::: DATA SUPPLIED
PR #3626, opened 2020-11-22
Small code improvements

dizzzz:
nothing special

### DIFF
--- a/exist-ant/src/main/java/org/exist/ant/XMLDBExtractTask.java
+++ b/exist-ant/src/main/java/org/exist/ant/XMLDBExtractTask.java
@@ -36,6 +36,8 @@ import org.exist.xmldb.ExtendedResource;
 
 import java.io.*;
 
+import java.nio.file.Files;
+import java.nio.file.Path;
 import java.util.Properties;
 
 import javax.xml.transform.OutputKeys;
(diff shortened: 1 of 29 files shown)


exist-ant/src/main/java/org/exist/ant/XMLDBExtractTask.java
```diff
@@ -273,6 +260,18 @@ private void writeXMLResource(final XMLResource res, final File dest) throws IOE
         }
     }
 
+    private Writer getWriter(XMLResource res, File dest) throws XMLDBException, FileNotFoundException {
+        final Writer writer;
+        if (dest.isDirectory()) {
+            String fname = res.getId();
+            final File file = new File(dest, fname);
+            writer = new OutputStreamWriter(new FileOutputStream(file), UTF_8);
```
adamretter, line 268: No biggie, but for Java 8 this could be:

```java
writer = Files.newBufferedWriter(file, UTF_8);
```

dizzzz: That is a nice one, I will follow-up on that. Not sure what to use for the PathOptions yet...

adamretter (approved):
:-)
::::::
◆ EXERCISE ◆
Retype the records above in full, with no differences.

◆ ANSWER SECTION ◆
PR #3626, opened 2020-11-22
Small code improvements

dizzzz:
nothing special

### DIFF
--- a/exist-ant/src/main/java/org/exist/ant/XMLDBExtractTask.java
+++ b/exist-ant/src/main/java/org/exist/ant/XMLDBExtractTask.java
@@ -36,6 +36,8 @@ import org.exist.xmldb.ExtendedResource;
 
 import java.io.*;
 
+import java.nio.file.Files;
+import java.nio.file.Path;
 import java.util.Properties;
 
 import javax.xml.transform.OutputKeys;
(diff shortened: 1 of 29 files shown)


exist-ant/src/main/java/org/exist/ant/XMLDBExtractTask.java
```diff
@@ -273,6 +260,18 @@ private void writeXMLResource(final XMLResource res, final File dest) throws IOE
         }
     }
 
+    private Writer getWriter(XMLResource res, File dest) throws XMLDBException, FileNotFoundException {
+        final Writer writer;
+        if (dest.isDirectory()) {
+            String fname = res.getId();
+            final File file = new File(dest, fname);
+            writer = new OutputStreamWriter(new FileOutputStream(file), UTF_8);
```
adamretter, line 268: No biggie, but for Java 8 this could be:

```java
writer = Files.newBufferedWriter(file, UTF_8);
```

dizzzz: That is a nice one, I will follow-up on that. Not sure what to use for the PathOptions yet...

adamretter (approved):
:-)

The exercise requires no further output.